Datasets are integral throughout the AI/ML project lifecycle, playing pivotal roles in various stages:

  • Exploration: This phase involves delving into the dataset to find insights, study variable relationships, and discern patterns that could influence future predictions.
  • Data Processing: At this stage, the focus is on crafting features that encapsulate the predictive essence of the data and on partitioning the dataset effectively to gear up for the modeling phase.
  • Model Tuning: Here, the objective is to refine the model's hyperparameters through strategies like cross-validation to bolster the model's generalization capability.
  • Model Evaluation: This final step entails evaluating the model's performance on unseen data and identifying areas for potential improvement.

What are the types of datasets?

Datasets are typically classified into three categories: structured, unstructured, and semi-structured, each with distinctive features:

Structured Data

This category includes data that adhere to a clear schema, simplifying organization and analysis.

  • Tabular Data: Characterized by its rows-and-columns format, where each column holds data of a uniform type. This format is prevalent in CSV files and databases.
  • Time Series Data: Comprises sequential data points collected at consistent time intervals. The sequential order is crucial, as alterations can significantly impact the dataset's interpretation, making it vital for forecasting in sectors like finance and energy.
  • Geospatial Data: Relates to specific geographical locations or areas, critical for spatial analyses and often managed with Geographic Information Systems (GIS).
  • Graph Data: Consists of nodes (or vertices) and edges (or connections), representing entities and their interrelations. This data type is crucial for modeling complex networks and systems.

Unstructured Data

Unstructured data lacks a predefined format, which poses challenges in its processing and analysis.

  • Text: Ranges from short messages to extensive documents, marked by the complexity and diversity of language.
  • Multimedia: Includes images, audio, and video files, known for their high dimensionality and the complexities involved in extracting meaningful insights.

Semi-Structured Data

Positioned between structured and unstructured data, semi-structured data does not follow a strict schema but includes markers or tags to aid in identifying specific elements, making it more manageable.

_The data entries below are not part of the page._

PR #5882, opened 2026-08-28
Fix outdated description of SubjectAlternativeName parsing in the handbook

moritzschmitt:
The handbook's X.509v3 extensions listing states that when parsing
SubjectAlternativeName only "rfc822Name", "dNSName",
"uniformResourceIdentifier" and raw IPv4 are stored and "all others
are ignored".

This no longer matches the decoder. `AlternativeName::decode_from`
(`src/lib/x509/alt_name.cpp`) stores rfc822Name, dNSName, URIs,
directoryName, registeredID, and both IPv4 and IPv6 addresses — as
well as otherName entries, whose type-id and raw value are captured
verbatim and exposed via `AlternativeName::other_name_values()`.
otherName values whose inner value is a string type of the Universal
class are additionally available in decoded form via the deprecated
`AlternativeName::other_names()` accessor (limited to the common
string types — e.g. the UTF8String used by the Microsoft UPN; wide
types such as BMPString are not retained). SmtpUTF8Mailbox otherNames
are parsed specifically. The only GeneralName choices that are
actually ignored are x400Address and ediPartyName (both are validated
to be non-empty, then discarded).

The outdated note is actively misleading: it suggests that, for
example, the Microsoft UPN (an otherName) cannot be retrieved — which
misled us during an evaluation of Botan for certificate-based
authentication. This PR updates the bullet accordingly; the "Issuer
Alternative Names" bullet refers to it and stays consistent
automatically. It is a documentation-only change, touching only
`doc/api_ref/x509.rst`.


randombit (approved):
Thank you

JSON and XML are notable examples.

Which dataset should you use?

The decision on which dataset to use often boils down to a balance between familiarity and exploration of new data. A simple rule of thumb is to opt for the dataset you are most acquainted with. Regardless of the diversity in data types and applications, the core principles of MLOps are applicable across various domains. Therefore, starting with a well-understood dataset allows you to concentrate on honing your MLOps skills rather than untangling the complexities of an unfamiliar dataset.

As mentioned in the previous section, the course uses the Bike Sharing Demand dataset dataset by default. You are free to use any other datasets, either for personal or professional purposes.